PR #2950, opened 2025-07-16
AI bot: prevent duplicate event processing when multiple bots are running, add graceful shutdown

jurgenwerk:
This PR focuses on solving 2 problems in the AI bot, which were revealed to us at the time of a bot deploy, when there is a brief time period when there are 2 instances running (the old one and the new one). In that time, user got duplicated responses because both instances responded to the same user input, and the streaming from the old instance got terminated abruptly. 

## Graceful shutdown

In our deployed environments, when a new deploy happens and the old instance gets terminated, it is possible that the old instance is still processing (streaming) a response to a user event. In this case we now try to wait for that to finish. 

image

## Event locking (only one bot instance should process user's input)

When a bot starts responding to user's request (matrix event), it leverages a new database table (`ai_bot_event_processing`) where it writes a row that acts as a lock for that event. This makes it so that no other bot instance is allowed to respond to that event. 

image


packages/ai-bot/main.ts
```diff
@@ -45,6 +46,11 @@ import { PgAdapter } from '@cardstack/postgres';
 import { ChatCompletionMessageParam } from 'openai/resources';
 import { OpenAIError } from 'openai/error';
 import { ChatCompletionStream } from 'openai/lib/ChatCompletionStream.mjs';
+import { acquireLock, releaseLock } from './lib/queries';
+import { logger as matrixLogger } from 'matrix-js-sdk/lib/logger';
+
+// Silence FetchHttpApi Matrix SDK logs
+matrixLogger.setLevel('warn');
```
jurgenwerk, line 55: I did this because the output is very noisy:

image


So I adjusted the log level to only output warnings and errors

packages/ai-bot/main.ts
```diff
@@ -471,3 +504,54 @@ Common issues are:
...
+
+  log.info('Shutting down...');
+
+  waitForActiveGenerationsPromise = waitForActiveGenerations();
+  await waitForActiveGenerationsPromise;
+  waitForActiveGenerationsPromise = undefined;
+}
+
+async function waitForActiveGenerations() {
+  let minutes = 5;
```
jurgenwerk: This reminds me we need to match the timeout in the infra for process termination timeout

packages/ai-bot/main.ts
```diff
@@ -231,6 +250,17 @@ Common issues are:
           return;
         }
 
+        let eventLock = await acquireLock(
```
jurgenwerk: In case there are many bot instances, only the first one that succeeds writing a row to this table will acquire the lock for this event. The operation is atomic and with a constraint so there is no chance of multiple bots getting the lock for the same event

jurgenwerk:
Looks like the test error is coming from upstream and not from this PR (@lucaslyl please check  https://github.com/cardstack/boxel/actions/runs/16313839549/job/46074907319)

lucaslyl:
> Looks like the test error is coming from upstream and not from this PR (@lucaslyl please check https://github.com/cardstack/boxel/actions/runs/16313839549/job/46074907319)

Thanks for pointing that out! 🙏 I’ve fixed this test error with this pr: https://github.com/cardstack/boxel/pull/2954

packages/ai-bot/main.ts
```diff
@@ -211,7 +222,15 @@ Common issues are:
   client.on(
     RoomEvent.Timeline,
     async function (event, room, toStartOfTimeline) {
+      let eventId = event.getId()!;
```
lukemelia, line 232: Before we abandon the event due to isShuttingDown or failure to acquire a lock, I think we need to check to see if this event should abort a response that this aibot instance has in progress.

lukemelia (changes requested):
See inline comment

packages/ai-bot/main.ts
jurgenwerk: Nice catch, I addressed this in the new commits, and tested manually (stopping the AI generation works)

jurgenwerk:
@lukemelia ready for another review, I also spotted a problem of where I initially put the lock releasing - it was placed in a wrong place, outside of the async boundary (this problem became really apparent when I tested this with 5 running bots 😅)

lukemelia (approved):

lukemelia:
@jurgenwerk I thought I left this comment somewhere, but just in case: if the user sends Ctrl+C after the process is already handling shutdown, it should quit immediately. This will make for a better development experience.

jurgenwerk:
Good idea, I added this functionality (1st ctrl+c will wait for things to finish, 2nd will terminate it immediately):

```
Gracefully shutting down... (Press Ctrl+C again to force exit)
Shutting down...           <---- Here I pressed ctrl+c again
Exiting immediately...             
```

Will merge this tomorrow morning so I can stay put and see if it works ok in deployed environments

PR #2959, opened 2025-07-16
migrate old users into the users table in prod

habdelra:
This PR uses a list of users from the production synapse admin console and manually adds any users that don't already exist into the users table. I've omitted all the realm bot users from this list. I did confirm that on new user registration we are always creating an entry for a matrix user id--there is no stripe requirement for making a user in this table.


packages/postgres/migrations/1752685843945_migrate-old-users.js
```diff
@@ -0,0 +1,107 @@
+const users = [
```
habdelra: This list comes from the prod synapse admin console

jurgenwerk (commented):
~~I find it odd that there are so many accounts without a users table entry 😵‍💫 Is it possible that these users did not validate their email? Because in our current logic, we create a user account (in `this.matrixService.initializeNewUser`) only after they validate their email.~~

edit: I see it's just a list of all prod users (I initally thought these were fetched by using some filters) and it tries to create one if it doesn't exist yet.

packages/postgres/migrations/1752685843945_migrate-old-users.js
```diff
@@ -0,0 +1,102 @@
...
+  '@jacthong:boxel.ai',
+  '@janderson23:boxel.ai',
+  '@jbrown44:boxel.ai',
+  '@jhall77:boxel.ai',
+  '@jtjr:boxel.ai',
+  '@jurgen1:boxel.ai',
+  '@jurgen5:boxel.ai',
+  '@jurgen:boxel.ai',
+  '@jurgenwerk2:boxel.ai',
+  '@jurgenwerk:boxel.ai',
```
jurgenwerk, line 49: This is one of my usernames and actually there already is a user table entry for this username

jurgenwerk: Ah sorry I see now, it's just a list of all prod users. All good

jurgenwerk (approved):

packages/postgres/migrations/1752685843945_migrate-old-users.js
habdelra: yeah, i literally just got a csv of all the prod matrix usernames and added them. the script just skips over any ones that already are in the users table.

habdelra:
i've run this branch in prod, the missing users have been added

PR #2963, opened 2025-07-16
BoxelTag component and Base Tag card

burieberry:
Changes:
- Add BoxelTag component, which uses Pill component with styling
- Update Pill component for easier override of border and font color if desired
- Update former CardContentContainer component as BoxelContainer
- Use BoxelTag component in `tag.gts` in base-realm
- Add spec for tag.gts in base
- Use base-realm tag card in sprint-planner, with customized atom format


packages/boxel-ui/addon/src/components.ts
```diff
@@ -6,7 +6,7 @@ import BasicFitted from './components/basic-fitted/index.gts';
 import Button from './components/button/index.gts';
 import BoxelButton from './components/button/index.gts';
 import CardContainer from './components/card-container/index.gts';
-import CardContentContainer from './components/card-content-container/index.gts';
+import BoxelContainer from './components/card-content-container/index.gts';
```
backspace: Should the path be changed since it’s renamed here and in the file?

backspace (approved):
I tried this locally and got a weird crash creating a new tag but I don’t think that’s from this PR

PR #2967, opened 2025-07-17
fix remix for sprint planner examples have broken links

tintinthong:
Remove splatting logic for source directory during installation and refactoring of classes


tintinthong:
Discussed with @christse. 

What we will do is 

- dont resolve relationships 
- keep folder structure similar to catalog. dont splat the folders anymore
- no example links will break

Todo 
- remove code that does this heuristic to splat folders 


cc @lukemelia

tintinthong:
@richardhjtan I fixed to use json fetches

richardhjtan (approved):
It works!

PR #2971, opened 2025-07-18
fix flaky text

lucaslyl:
linear: https://linear.app/cardstack/issue/CS-9083/should-be-reset-when-clicking-catalog-home-button-test-is-flaky

image

### DIFF
--- a/packages/host/tests/acceptance/catalog-app-test.gts
+++ b/packages/host/tests/acceptance/catalog-app-test.gts
@@ -1,7 +1,7 @@
 import { click, waitFor, waitUntil, fillIn } from '@ember/test-helpers';
 
 import { getService } from '@universal-ember/test-support';
-import { module, skip, test } from 'qunit';
+import { module, test } from 'qunit';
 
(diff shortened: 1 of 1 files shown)


packages/host/tests/acceptance/catalog-app-test.gts
```diff
@@ -721,13 +720,13 @@ module('Acceptance | Catalog | catalog app tests', function (hooks) {
...
-          .dom('[data-test-showcase-view]')
-          .doesNotExist('Should be in list view after applying filter');
-
         await click('[data-test-navigation-reset-button="showcase"]');
 
+        await waitUntil(() => {
+          const cards = document.querySelectorAll('[data-test-showcase-view]');
+          return cards.length === 1;
+        });
+
```
habdelra, line 729: instead of doing this can we add a test waiter around the logic for showing the showcase view so that QUnit naturally waits for that promise?

tintinthong:
im handling these tests inside my PR

PR #2973, opened 2025-07-19
remove timeout for remix

tintinthong:
waiting to check if test fails. 1s doesn't seem like long so I doubt it makes a difference.


richardhjtan (approved):
That was catered for runtime user use case, I tried this PR with the latest `main` - it works fine now without waiting the timeout

habdelra (approved):

PR #2974, opened 2025-07-21
Handle card errors by removing the hydration logic when isError is true

lucaslyl:
linear: https://linear.app/cardstack/issue/CS-9101/hydration-makes-a-card-with-error-doc-disappear

https://github.com/user-attachments/assets/f1e80940-59b1-49fa-b62e-6db9637ddd04


tintinthong:
why isnt the instance errors already served from `fitted_html` from the index?

tintinthong:
> why isnt the instance errors already served from `fitted_html` from the index?

Oh my bad. I can see that it is.

tintinthong (approved):

PR #2975, opened 2025-07-21
allow clicking auto-attached items to convert them to chosen items

FadhlanR:
- [x] Clicking on an auto-attached item (dashed border) converts it to a chosen item (solid border)
- [x] The item remains attached but is no longer auto-attached
- [x] Remove button continue to work correctly

https://github.com/user-attachments/assets/785482e4-2e0b-42d2-b2cf-67cc39189115


backspace (approved):

packages/host/app/components/card-pill.gts
```diff
@@ -62,19 +63,43 @@ export default class CardPill extends Component<CardPillSignature> {
...
+      this.args.removeCard(this.args.cardId);
+    }
+  }
+
+  private get pillKind() {
+    return this.args.isAutoAttachedCard && this.args.chooseCard
+      ? 'button'
+      : 'default';
+  }
+
```
lukemelia: It seems like CardPill is getting too much specific knowledge about attached cards in it. Let's refactor to make it more of a UI component and not have isAutoAttachedCard / chooseCard. It should be told whether to use a dottedBorder and what to do onClick.

PR #2976, opened 2025-07-21
Fix: Apply grid template column css layout in editor only when user has write permissions

lucaslyl:
linear: https://linear.app/cardstack/issue/CS-9119/ui-issue-with-whole-div-when-accessing-edit-mode-in-read-only-realm

As a result:
When users did not have write permissions, the icon buttons were not displayed, but the grid still reserved space for them.
This led to extra empty space on either side of the main content, causing the layout to appear misaligned or less visually balanced in read-only mode.
**The improvement:**
By applying the **grid-template-columns** style only when the user has write permissions (using a conditional class such as .can-write), the layout now adapts appropriately:

- Three columns are used when the icon buttons are present (editable state).
- A single column is used when the buttons are absent (read-only state).

This approach ensures a consistent and visually balanced layout for all users.

Before:
Screenshot 2025-07-21 at 1 59 40 PM

After:
Screenshot 2025-07-21 at 2 05 57 PM

### DIFF
--- a/packages/base/contains-many-component.gts
+++ b/packages/base/contains-many-component.gts
@@ -74,7 +74,7 @@ class ContainsManyEditor extends GlimmerComponent<ContainsManyEditorSignature> {
           >
             {{#each @arrayField.children as |boxedElement i|}}
               <li
-                class='editor'
+                class='editor {{if permissions.canWrite "can-write"}}'
                 data-test-item={{i}}
                 {{sortableItem
                   groupName=this.sortableGroupId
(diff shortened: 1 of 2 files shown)


backspace (approved):
I’m unsure if this is a preexisting problem but I’m surprised about the left alignment of “Specs”, why is it outdented compared to the other fields?

image

lucaslyl:
> I’m unsure if this is a preexisting problem but I’m surprised about the left alignment of “Specs”, why is it outdented compared to the other fields?
> 
> image

Yes, I also noticed this and have filed a ticket to address it. **https://linear.app/cardstack/issue/CS-9120/adjust-field-alignment-in-edit-mode-read-only-state**. It seems to be an existing layout behavior where others fields have extra padding left/right behavior except links-to-many-editor/contains-many-editor.

image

════════

- _Activity_:
Find the lines of the listing above that hold "CardPill". Please copy them.

- _Answer section_:
@@ -62,19 +63,43 @@ export default class CardPill extends Component<CardPillSignature> {
lukemelia: It seems like CardPill is getting too much specific knowledge about attached cards in it. Let's refactor to make it more of a UI component and not have isAutoAttachedCard / chooseCard. It should be told whether to use a dottedBorder and what to do onClick.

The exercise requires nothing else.